Scaling Laws for Upcycling Mixture-of-Experts Language Models
Seng Pei Liew, Takuya Kato, Sho Takase

TL;DR
This paper investigates how to efficiently upcycle large language models into mixture-of-experts models, revealing empirical scaling laws and interaction effects that inform optimal training strategies under resource constraints.
Contribution
It introduces new empirical scaling laws for upcycling LLMs to MoE models and analyzes the interaction between dataset size and model configuration affecting efficiency.
Findings
Scaling laws describe performance dependence on dataset size and model configuration.
Interaction between dense and upcycled datasets limits efficiency at large budgets.
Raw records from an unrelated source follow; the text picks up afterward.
PR #404, opened 2020-11-19
Mrc 1929 Add no data message when filter selection results in no data

carbowizzy:


Nicolas-Dolan (changes requested):
I ran into a few bugs with this branch. In the household survey tab I'd get the 'No data to display...' message even when there were data, and eventually after some fiddling around with the Detail level the choropleth corrupted and the legends moved to the top left corner. See screenshot:
image

EmmaLRussell (changes requested):
This looks good, I like the styling. 

It would be nice to also hide the `map-legend` control if emptyFeature is true.

Thinking about the position of the message: while adding this message to the bottom left of the map is ok for the choropleth, if we do need to add it to the bubble plot too (which is possible - Jeff seemed to think that some combinations of filters have no values in output data), that won't work as the size legend is in the bottom left. So we should probably standardise on adding the no data message to the centre of the map. (Which should be possible: https://stackoverflow.com/questions/23762176/leaflet-custom-control-position-center)

Could you maybe just double check with Jeff that his should be added to bubble plot too? And if so, update the message position to be centred, and add another ticket to add this message to the bubble plot.

EmmaLRussell:
See discussion here: https://github.com/mrc-ide/hint/pull/407#pullrequestreview-536339694 
Looks like we are going to have to do the same thing for the bubble plot

carbowizzy:
> See discussion here: [#407 (review)](https://github.com/mrc-ide/hint/pull/407#pullrequestreview-536339694)
> Looks like we are going to have to do the same thing for the bubble plot

I know , working on that.

src/app/static/src/app/components/projects/ProjectHistory.vue
```diff
@@ -30,7 +30,9 @@
                     </button>
                 </div>
                 <div class="col-md-2 project-cell">
-                    {{ p.name }}
+                    <span
+                    v-on:click="loadVersion($event, p.id, v.id)">
```
EmmaLRussell, line 34: Sorry, I'm still not sure what's going on with this link - it's not actually in master. Did the branch with the load version link never get merged? Or did it get merged and something overrode it? Can you remember what ticket that was in?

src/app/static/src/scss/partials/maps.scss
```diff
@@ -7,6 +7,15 @@
   display: table-cell;
 }
 
+.emptyFeature-center {
```
EmmaLRussell, line 10: Sorry I'm going to be a complete pedant and ask you to change this to kebab-case like the other css classes (`empty-feature-center`)!

EmmaLRussell (changes requested):
Great, thank you. Just a tiny class renaming change, and still a bit confused about that mysterious link from, I assume, another branch.

I do still think it would be good to hide the legends when  no data, but I'll add that as a separate ticket.

EmmaLRussell (approved):
Great, thanks. Just some conflicts to fix then feel free to merge once the build passes.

Guidelines for effective upcycling outperforming from-scratch training within resource limits.
Abstract
Pretraining large language models (LLMs) is resource-intensive, often requiring months of training time even with high-end GPU clusters. There are two approaches of mitigating such computational demands: reusing smaller models to train larger ones (upcycling), and training computationally efficient models like mixture-of-experts (MoE). In this paper, we study the upcycling of LLMs to MoE models, of which the scaling behavior remains underexplored. Through extensive experiments, we identify empirical scaling laws that describe how performance depends on dataset size and model configuration. Particularly, we show that, while scaling these factors improves performance, there is a novel interaction term between the dense and upcycled training dataset that limits the efficiency of upcycling at large computational budgets. Based on these findings, we provide guidance to scale upcycling, and…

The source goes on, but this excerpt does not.